PR #433, opened 2021-01-02
allow groups < 128 and > 256 on AMD-GPUs

DieGoldeneEnte:
This extends the clang-plugin to create the `amdgpu_flat_work_group_size` to allow groups between 64 and 1024 work items on AMD-GPUs.
Previously when using larger/smaller groups could result in wrong results or even crashes.

I chose to set the valid range to [64, 1024]. Maybe the limits could be exposed via environment variables, for now they are hardcoded.

It compiles (on my system), but maybe we want additional includes **?**  I didn't add for example `llvm/ADT/APInt.h`, because it wasn't present in [lib/Sema/SemaDeclCXX.cpp](https://github.com/llvm/llvm-project/blob/main/clang/lib/Sema/SemaDeclCXX.cpp) which I referenced.

Currently I only add the attribute to marked kernels. It might also be needed for other functions or add a check to only apply on AMD-GPU passes **?**

### DIFF
--- a/include/hipSYCL/compiler/Frontend.hpp
+++ b/include/hipSYCL/compiler/Frontend.hpp
@@ -205,7 +205,7 @@ public:
   bool VisitFunctionDecl(clang::FunctionDecl *f) {
     if(!f)
       return true;
-    
+
     this->processFunctionDecl(f);
 
     return true;
@@ -318,8 +318,21 @@ public:
           CustomAttributes::SyclKernel.isAttachedTo(F)) {
 
         auto* NewAttr = clang::CUDAGlobalAttr::CreateImplicit(Instance.getASTContext());
-        
+
         F->addAttr(NewAttr);
+
+        // create amdgpu_flat_work_group_size attribute to allow sub_groups outside of [128, 256]
+        // first we need to create Expressions containing the workgroup-sizes
+        auto sizeType = Instance.getASTContext().getSizeType();
+        auto minFlatWorkgroupSize = llvm::APInt(Instance.getASTContext().getTypeSize(sizeType), 64);
+        auto maxFlatWorkgroupSize = llvm::APInt(Instance.getASTContext().getTypeSize(sizeType), 1024);
+        auto* minFlatWorkgroupExpr = clang::IntegerLiteral::Create(Instance.getASTContext(), minFlatWorkgroupSize, sizeType, clang::SourceLocation{});
+        auto* maxFlatWorkgroupExpr = clang::IntegerLiteral::Create(Instance.getASTContext(), maxFlatWorkgroupSize, sizeType, clang::SourceLocation{});
+
+        // to finally create the attribute itself
+        auto * NewAMDGPUAttr = clang::AMDGPUFlatWorkGroupSizeAttr::CreateImplicit(Instance.getASTContext(), minFlatWorkgroupExpr , maxFlatWorkgroupExpr);
+
+        F->addAttr(NewAMDGPUAttr);
       }
     }
 


DieGoldeneEnte:
@hipSYCL-ci-bot test please to make sure I didn't make hipSYCL AMD-only :)

illuhad:
Awesome!!! 

I think however that we should not enable this unconditionally; even for AMD passes there might be a reason why the default only allows group sizes of up to 256. I suspect that this restriction allows the LLVM backend to perform additional optimizations, so we shouldn't just throw this away by default. When compiling for CUDA I think the attribute will be just ignored, but it might be cleaner to not set it in this case. There are various options to accomplish setting it only conditionally:

* Environment variable: Simple, but has the inherent problem that we cannot distinguish between multiple kernels. E.g. a user might only want to set this attribute only for some kernels where group sizes are `> 256`.
* Custom kernel attribute/constexpr `property_list`. Introduce some SYCL extension that we can expose which allows the user to attach to kernels whether this attribute should be used. Such a mechanism might also be useful for other things.
* Automatically add it when compiling for AMD and using group size > 256. This might be the best option, but it requires some more thought. It would involve multi-versioning kernels when compiling for AMD (compiling one version with this attribute and one without), and then selecting at runtime which kernel to use - this could be done e.g. with an additional template argument for kernel invocation functions.

If you want to get this merged quickly, we could start with the environment variable and then look into the more elaborate 
approaches in the future.

> Currently I only add the attribute to marked kernels. It might also be needed for other functions

I would not expect this to be necessary. AFAIK the HIP use case is to use it with `__global__` functions.

DieGoldeneEnte:
I thought about making it configurable, but this is the easiest way to allow bigger groups which solves my problem. 
Since the user gets undefined results for the same code on AMD-GPUs but not on NVIDIA-GPUs when using bigger groups I think it makes sense to have the larger groups sizes by default and give the user a way to change it.

Maybe it is possible to warn/throw an error if an incorrect configuration is used (maybe in `hiplike_kernel_launcher`)? Until the attribute is set a simple check for flat work_group size `<128 && > 256` would be sufficient and potentially prevent unnecessary confusion.

I don't need to get this merged soon, since I can apply it locally when needed. We can just use this PR as a reminder/hot-fix until we have a better solution for it.

illuhad:
> Since the user gets undefined results for the same code on AMD-GPUs but not on NVIDIA-GPUs when using bigger groups I think it makes sense to have the larger groups sizes by default and give the user a way to change it.

Well... the SYCL spec does not guarantee that a device has to support a particular work group size. We might just as well say that AMD GPUs, at least by default, only support 128 and 256 as work group sizes. This would allow us to run with a performance-optimized configuration by default. In any case, we should raise an error if this is violated instead of silently executing and hoping things work out.

> Maybe it is possible to warn/throw an error if an incorrect configuration is used (maybe in hiplike_kernel_launcher)? Until the attribute is set a simple check for flat work_group size <128 && > 256 would be sufficient and potentially prevent unnecessary confusion.

Yes, exactly :) Preferably error handling is done inside `handler` because we can use synchronous errors there. But we would still need some handling inside the kernel launcher in case the kernel launcher is invoked by something else.

DieGoldeneEnte:
"In the previous ROCm release, this value was 256. In the ROCm v4.1 release, it is changed to 1024."
They have changed the default maximum groupsize in ROCm 4.1 (as far as I can see it is only usable with AMD's llvm, because of currently unmerged changes to atomic floating point instructions).

illuhad:
We should implement this functionality using the interface from #543 :)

===

● **TASK PROMPT**:
Reproduce the listing above exactly, but only from its first line through the line holding "This extends the"; both of those lines are included.

● **SOLUTION TO THIS PROBLEM**:
PR #433, opened 2021-01-02
allow groups < 128 and > 256 on AMD-GPUs

DieGoldeneEnte:
This extends the clang-plugin to create the `amdgpu_flat_work_group_size` to allow groups between 64 and 1024 work items on AMD-GPUs.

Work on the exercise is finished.